Though no longer Euclid's most wanted, The Masked Cartoonist still likes to "face" public property.

By the summer of 1976, Euclid cops were treating the Masked Cartoonist as some kind of urban legend. For more than two years, they tried unsuccessfully to nail the teen artist before he could uncap his markers and plaster fire hydrants, utility boxes, and sides of buildings with his rock-and-roll imagery.

Then Rick Ray's luck ran out. As he and a buddy were inking more drive-by drawings, they were busted. "The next thing I knew, the whole Euclid Police Department showed up, even the off-duty cops," recalls Ray. "And they argued over who got to bring me in.

"I told the police, Go ahead and arrest me. I'm making an eyesore look good and giving people something to see."

Because he was 17, Ray was tried by a Juvenile Court referee on a charge of defacing public property. "My response was, technically, I was facing public property -- putting faces on, not taking them off. And the only thing that'll wash that stuff off is gasoline.
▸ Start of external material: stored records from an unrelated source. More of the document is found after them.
PR #3042, opened 2025-07-15
OME-Zarr: Better feedback for S3 with auth

btbest:
Just a couple of improvements in error messages when trying to use S3-like web servers. This should make it easier to diagnose from the log what exactly is working and what isn't (i.e. is it attempting the right auth pathway, is auth working).

### DIFF
--- a/lazyflow/utility/io_util/OMEZarrStore.py
+++ b/lazyflow/utility/io_util/OMEZarrStore.py
@@ -261,7 +261,7 @@ def _get_zarr_cache_max_size() -> int:
 def _try_authenticated_aws_s3(uri, kwargs, mode, test_path) -> Optional[FSStore]:
     authenticated_store = FSStore(uri, mode=mode, anon=False, **kwargs)
     try:
-        logger.debug(f"Trying to access path={test_path} at uri={uri} with S3FS credentials.")
+        logger.info(f"Trying AWS S3 with S3FS credentials, path={test_path} at uri={uri}.")
         _ = authenticated_store[test_path]
     except NoCredentialsError:
         logger.warning(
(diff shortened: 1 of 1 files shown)


lazyflow/utility/io_util/OMEZarrStore.py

Do you want me walking around the city with a can of gas?'" Ray asked the ref. "She said, 'Forget it. Just don't do it again.'"

He didn't listen. For the next 20 years, Ray worked on his collection of sketches and published them in the 43-page Picturesque Views From the Mind of Rick Ray a.k.a. the Masked Cartoonist. Many of the 250 black-and-white etchings double as social commentaries on music, religion, and the government -- from a demonic take on a congregation listening to a preacher read a devil's-food-cake recipe to a Communist twist on a Beatles tribute band called Lenin and McCarthy.

This year, Ray issued a second volume, simply titled Book #2 From Rick Ray a.k.a. the Masked Cartoonist, in which he continues to mull over the world around him. "Every once in a while, I do the Masked Cartoonist thing, if I have a marker on me," he admits. "[It's] just something I can't quite shake."